**** Given data ****
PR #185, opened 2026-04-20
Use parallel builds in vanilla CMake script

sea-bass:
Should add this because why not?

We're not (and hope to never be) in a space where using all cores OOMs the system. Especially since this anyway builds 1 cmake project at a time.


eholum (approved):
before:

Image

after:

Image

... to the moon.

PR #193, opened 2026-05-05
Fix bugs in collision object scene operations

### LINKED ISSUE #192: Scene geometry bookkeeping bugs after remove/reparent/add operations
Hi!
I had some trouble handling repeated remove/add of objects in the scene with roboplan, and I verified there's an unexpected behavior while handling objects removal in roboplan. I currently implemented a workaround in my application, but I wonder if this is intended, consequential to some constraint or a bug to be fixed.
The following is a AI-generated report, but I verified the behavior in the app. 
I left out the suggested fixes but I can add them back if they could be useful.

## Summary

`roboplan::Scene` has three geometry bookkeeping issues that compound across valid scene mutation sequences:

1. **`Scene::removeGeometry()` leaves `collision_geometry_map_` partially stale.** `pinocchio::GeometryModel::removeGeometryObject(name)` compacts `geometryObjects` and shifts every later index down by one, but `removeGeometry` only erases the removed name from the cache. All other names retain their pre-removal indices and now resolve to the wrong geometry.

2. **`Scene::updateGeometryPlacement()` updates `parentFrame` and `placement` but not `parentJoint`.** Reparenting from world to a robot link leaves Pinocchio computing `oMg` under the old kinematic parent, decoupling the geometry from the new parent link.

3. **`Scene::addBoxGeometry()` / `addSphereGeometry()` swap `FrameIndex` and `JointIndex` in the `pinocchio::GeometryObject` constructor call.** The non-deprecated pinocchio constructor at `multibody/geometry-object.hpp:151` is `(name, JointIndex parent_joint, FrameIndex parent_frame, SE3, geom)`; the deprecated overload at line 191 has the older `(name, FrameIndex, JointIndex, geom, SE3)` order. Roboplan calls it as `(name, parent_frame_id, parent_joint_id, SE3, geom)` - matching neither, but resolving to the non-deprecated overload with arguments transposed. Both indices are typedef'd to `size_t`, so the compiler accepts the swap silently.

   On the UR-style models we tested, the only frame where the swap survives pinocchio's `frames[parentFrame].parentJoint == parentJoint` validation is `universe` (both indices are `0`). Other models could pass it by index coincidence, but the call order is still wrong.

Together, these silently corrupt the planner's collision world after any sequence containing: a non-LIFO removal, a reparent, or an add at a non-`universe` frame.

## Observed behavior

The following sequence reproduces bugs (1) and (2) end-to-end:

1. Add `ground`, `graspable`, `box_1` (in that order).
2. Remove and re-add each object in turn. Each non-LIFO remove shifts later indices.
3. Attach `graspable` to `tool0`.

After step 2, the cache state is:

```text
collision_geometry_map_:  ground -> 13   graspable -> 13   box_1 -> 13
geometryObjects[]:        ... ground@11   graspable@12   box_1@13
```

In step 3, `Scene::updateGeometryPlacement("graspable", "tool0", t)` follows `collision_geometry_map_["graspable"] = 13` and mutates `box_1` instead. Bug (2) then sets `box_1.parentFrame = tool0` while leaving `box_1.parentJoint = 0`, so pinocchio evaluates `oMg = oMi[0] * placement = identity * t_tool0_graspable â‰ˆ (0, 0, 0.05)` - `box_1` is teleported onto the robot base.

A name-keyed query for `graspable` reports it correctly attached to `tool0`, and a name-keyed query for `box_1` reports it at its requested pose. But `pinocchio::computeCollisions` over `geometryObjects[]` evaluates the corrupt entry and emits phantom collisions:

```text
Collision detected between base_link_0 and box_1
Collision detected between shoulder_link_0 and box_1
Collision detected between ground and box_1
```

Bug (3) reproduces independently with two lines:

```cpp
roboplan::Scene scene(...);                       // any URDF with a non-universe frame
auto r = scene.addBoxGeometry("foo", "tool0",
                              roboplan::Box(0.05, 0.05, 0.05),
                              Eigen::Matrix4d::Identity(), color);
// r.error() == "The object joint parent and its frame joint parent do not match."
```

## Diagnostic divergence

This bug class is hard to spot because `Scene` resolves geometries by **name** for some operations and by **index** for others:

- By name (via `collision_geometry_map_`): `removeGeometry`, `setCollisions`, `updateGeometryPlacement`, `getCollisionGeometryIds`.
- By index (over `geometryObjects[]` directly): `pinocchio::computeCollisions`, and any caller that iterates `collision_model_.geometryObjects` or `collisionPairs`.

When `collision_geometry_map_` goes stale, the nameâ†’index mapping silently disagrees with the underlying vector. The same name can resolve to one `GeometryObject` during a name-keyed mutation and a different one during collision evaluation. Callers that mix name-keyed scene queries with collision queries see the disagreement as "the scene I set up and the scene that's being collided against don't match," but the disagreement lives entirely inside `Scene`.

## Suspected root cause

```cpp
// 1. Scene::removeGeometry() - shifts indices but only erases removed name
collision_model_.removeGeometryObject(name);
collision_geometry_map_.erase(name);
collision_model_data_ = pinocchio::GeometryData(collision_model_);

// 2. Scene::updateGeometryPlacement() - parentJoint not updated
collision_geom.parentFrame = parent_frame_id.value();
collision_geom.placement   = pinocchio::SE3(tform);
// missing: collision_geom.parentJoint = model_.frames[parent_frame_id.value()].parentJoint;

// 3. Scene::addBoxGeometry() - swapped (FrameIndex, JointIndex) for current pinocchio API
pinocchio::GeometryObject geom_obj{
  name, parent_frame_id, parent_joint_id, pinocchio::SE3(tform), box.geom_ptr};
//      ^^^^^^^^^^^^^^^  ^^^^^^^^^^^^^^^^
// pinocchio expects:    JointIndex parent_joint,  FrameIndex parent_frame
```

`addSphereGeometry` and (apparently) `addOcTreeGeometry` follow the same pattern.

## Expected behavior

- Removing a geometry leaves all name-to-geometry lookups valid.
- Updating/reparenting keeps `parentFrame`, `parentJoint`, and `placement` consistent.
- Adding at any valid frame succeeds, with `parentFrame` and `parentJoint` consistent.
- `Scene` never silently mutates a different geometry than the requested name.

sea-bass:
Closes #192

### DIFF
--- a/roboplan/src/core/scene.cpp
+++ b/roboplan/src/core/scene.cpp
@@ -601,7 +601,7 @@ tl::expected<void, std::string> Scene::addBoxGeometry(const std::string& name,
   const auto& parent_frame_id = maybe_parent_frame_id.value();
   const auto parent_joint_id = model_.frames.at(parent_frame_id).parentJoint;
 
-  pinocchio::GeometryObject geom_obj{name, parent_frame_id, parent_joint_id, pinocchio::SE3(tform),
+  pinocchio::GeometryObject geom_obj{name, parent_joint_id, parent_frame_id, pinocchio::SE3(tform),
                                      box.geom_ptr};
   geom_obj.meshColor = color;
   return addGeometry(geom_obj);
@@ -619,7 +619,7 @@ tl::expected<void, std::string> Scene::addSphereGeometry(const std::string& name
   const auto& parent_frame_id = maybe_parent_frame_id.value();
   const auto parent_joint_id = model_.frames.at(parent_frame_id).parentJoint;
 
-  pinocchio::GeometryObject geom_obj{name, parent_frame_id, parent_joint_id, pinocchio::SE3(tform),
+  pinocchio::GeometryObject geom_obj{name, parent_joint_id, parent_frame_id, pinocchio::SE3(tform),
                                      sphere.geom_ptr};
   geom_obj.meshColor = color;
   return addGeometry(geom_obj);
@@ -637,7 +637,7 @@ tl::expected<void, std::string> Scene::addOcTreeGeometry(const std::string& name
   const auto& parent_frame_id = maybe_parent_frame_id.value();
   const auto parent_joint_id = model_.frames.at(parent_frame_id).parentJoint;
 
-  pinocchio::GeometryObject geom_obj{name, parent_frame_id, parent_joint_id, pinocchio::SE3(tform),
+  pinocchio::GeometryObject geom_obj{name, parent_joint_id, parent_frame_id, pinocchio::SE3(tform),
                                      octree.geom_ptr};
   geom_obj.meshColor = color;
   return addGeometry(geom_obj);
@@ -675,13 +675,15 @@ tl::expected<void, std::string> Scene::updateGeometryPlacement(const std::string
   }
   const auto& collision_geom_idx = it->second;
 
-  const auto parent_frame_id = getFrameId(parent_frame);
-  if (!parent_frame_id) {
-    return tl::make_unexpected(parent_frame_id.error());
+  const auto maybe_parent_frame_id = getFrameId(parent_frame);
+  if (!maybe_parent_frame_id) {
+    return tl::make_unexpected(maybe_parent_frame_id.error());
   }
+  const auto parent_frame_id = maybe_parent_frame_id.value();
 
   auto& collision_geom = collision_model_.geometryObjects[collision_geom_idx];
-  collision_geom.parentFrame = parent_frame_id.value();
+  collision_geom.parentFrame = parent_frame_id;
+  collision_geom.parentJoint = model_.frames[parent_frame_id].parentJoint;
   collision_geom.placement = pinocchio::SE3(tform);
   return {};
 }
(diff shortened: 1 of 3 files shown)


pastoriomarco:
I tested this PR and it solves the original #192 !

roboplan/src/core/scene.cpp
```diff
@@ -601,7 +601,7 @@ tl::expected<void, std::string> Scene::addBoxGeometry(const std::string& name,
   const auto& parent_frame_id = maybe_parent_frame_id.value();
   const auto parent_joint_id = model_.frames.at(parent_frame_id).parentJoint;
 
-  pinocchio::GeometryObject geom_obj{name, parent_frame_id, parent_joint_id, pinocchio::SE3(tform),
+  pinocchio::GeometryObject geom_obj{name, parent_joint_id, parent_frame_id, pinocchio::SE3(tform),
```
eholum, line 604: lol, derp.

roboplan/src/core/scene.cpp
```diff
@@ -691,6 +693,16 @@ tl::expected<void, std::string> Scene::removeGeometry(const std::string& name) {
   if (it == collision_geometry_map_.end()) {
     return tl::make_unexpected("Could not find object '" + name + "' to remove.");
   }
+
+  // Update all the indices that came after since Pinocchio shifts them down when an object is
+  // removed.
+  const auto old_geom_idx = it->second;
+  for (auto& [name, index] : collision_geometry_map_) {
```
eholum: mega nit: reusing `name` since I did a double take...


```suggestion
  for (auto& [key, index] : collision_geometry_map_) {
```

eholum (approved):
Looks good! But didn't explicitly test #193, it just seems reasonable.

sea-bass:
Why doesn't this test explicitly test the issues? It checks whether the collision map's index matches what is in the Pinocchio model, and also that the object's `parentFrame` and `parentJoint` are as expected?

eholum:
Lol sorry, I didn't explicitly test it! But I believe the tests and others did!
****
» Exercise prompt
Would you show every line in the data above that contains the string "erases"?

» Worked solution
1. **`Scene::removeGeometry()` leaves `collision_geometry_map_` partially stale.** `pinocchio::GeometryModel::removeGeometryObject(name)` compacts `geometryObjects` and shifts every later index down by one, but `removeGeometry` only erases the removed name from the cache. All other names retain their pre-removal indices and now resolve to the wrong geometry.
// 1. Scene::removeGeometry() - shifts indices but only erases removed name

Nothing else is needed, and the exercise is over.